M=10 (dash-dot curve). The pump and signal input power are Pp(0)=30 mW, Ps(0)=-40 dBm,

respectively.

Fig. 6. (a) Optimal signal gain G(Lopt), (b) optimal length Lopt, (c) optimal noise fig. F(Lopt)

versus the dopant confinement ratio dd/dcore for different number of holes M=4 (full curve),

M=6 (broken curve), M=8 (dot curve), M=10 (dash-dot curve). Input pump power Pp(0)=30

mW, input signal power Ps(0)=-40 dBm, erbium concentration NEr=1.8x1024 ions/m3.

(a) (b)

The signal gain decreases by increasing the ratio dd/dcore. This occurs because the erbium

ions are more efficiently inverted in the region where the pump intensity of the fundamental mode is stronger, i.e. in the central part of the fiber core. Nevertheless, the gain increases by increasing the air hole number N. However, a low dopant confinement ratio requires a longer active fiber. This is illustrated in Fig. 6(b) where the variation of the optimal length Lopt is

plotted as a function of the confinement ratio. In particular, the optimal length decreases as the confinement ratio increases while its numerical value remains almost constant (Lopt≅14 m) for confinement ratios larger than 1.4. In fact, the input pump power is not further absorbed in the region where it is too weak for large dd/dcore values. In Fig. 6(c) the noise fig. calculated at the

optimal length F(Lopt) versus the confinement ratio is reported. An interesting point is that by

increasing the number of holes, the noise fig. curve becomes smoother. This is due to better pump and signal field confinement.

4. Conclusion

The design criteria of an Er3+-doped hole-assisted ligthguide fiber amplifier have been given. The amplifier performance has been investigated for a different number of air holes surrounding the core. The electromagnetic analysis has been performed via a FEM modal solver.
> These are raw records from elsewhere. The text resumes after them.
PR #2820, opened 2026-04-29
Add Enzyme to list of AD tools using native API

wsmoses:
Looks like this was missed in https://github.com/TuringLang/Turing.jl/pull/2816


yebai:
Enzyme is promising but still a bit experimental/fragile -- it is available via DifferentiationInterface + ADTypes if one wants to use it.

PR #2825, opened 2026-05-11
feat: selectively re-export Distributions instead of full re-export

### LINKED ISSUE #2682: Stop re-exporting all of Distributions
https://github.com/TuringLang/Turing.jl/blob/d8fbe78570a89ba3d36f07c1e62fa9f822233e1d/src/Turing.jl#L7

The same as https://github.com/TuringLang/Turing.jl/issues/2681, but for Distributions.

I think the complete re-export of Distributions is **almost** justifiable. In particular, we definitely want to export all the **distributions themselves**, as well as functions like `truncated`, `product_distribution`, perhaps even `logpdf`.

But Distributions exports a ton of things that are not the above:

https://github.com/JuliaStats/Distributions.jl/blob/bbdd4f15f3230f42c8856f56b74770e346178f43/src/Distributions.jl#L32-L277

And I think we can afford to be more selective.

ArpanC6:
Resolves #2682

### What
In previous releases `@reexport` with Distributions meant exporting all 200+ symbols of Distributions.jl via Turing. With the change in Distributions usage an explicitly curated list of exported symbols is provided instead.

### Why
Distributions.jl exports lots of internal helper symbols which do not have any use to the users of Turing (for instance sqmahal, qqbuild, nsamples, EdgeworthMean). Exporting such symbols can cause namespace pollution and unintentionally break functionality in some cases.

### What is included

All distribution symbols (Normal, Beta, Gamma, and so on)
Core functions: logpdf, pdf, cdf, truncated, censored, product_distribution, insupport, fit, params, mean, var, std, and others.

### What is removed

Internal helper functions: sqmahal, qqbuild, QQPair, nsamples, EdgeworthMean/Sum/Z, pdfsquared


ArpanC6:
The remaining failure (test mcmc/gibbs on macos latest) appears to be a segmentation fault (signal 11) that is unrelated to this PR the same test passes on Ubuntu and Windows. The test at test/mcmc/Inference.jl 634 directly references Distributions as a module which currently requires `@reexport` using Distributions. I have restored this for now.

However to support a fully selective export approach would it be better to explicitly include using Distributions in the test file instead?

yebai:
@ArpanC6 https://github.com/TuringLang/Turing.jl/issues/2682 is not planned. Feel free to work on some other items if you like.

A detailed model of the erbium doped fiber amplifier has been implemented in a home-made computer code, which takes into account all the transitions and the energy transfer between the erbium ions. The optimal gain, the optimal length and noise fig. have been simulated as a function of erbium concentration, input pump power, input signal power, confinement ratio. For the erbium concentration NEr=1.8×1024 ions/m3, the optimal gain

G(Lopt) increases up to ≅ 2dB by increasing the number of the air holes from M=4 to M=10.

The HALF optimal length becomes about 2 m shorter. The maximum gain coefficient increases from 1.33 to 1.5 dB/mW.

Acknowledgments

This work has been partially supported within the following plants: CNR (National Council Research) and MIUR (Ministry of Instruction, University, and Research) plan (16/10/2000 FISR Funds no. CU 03.00204); MIUR plan PRIN 2004 prot. 2004025738_004; MIUR plan D.M 593 8/8/00 prot. 5910 10/07/2003 (FIBLAS).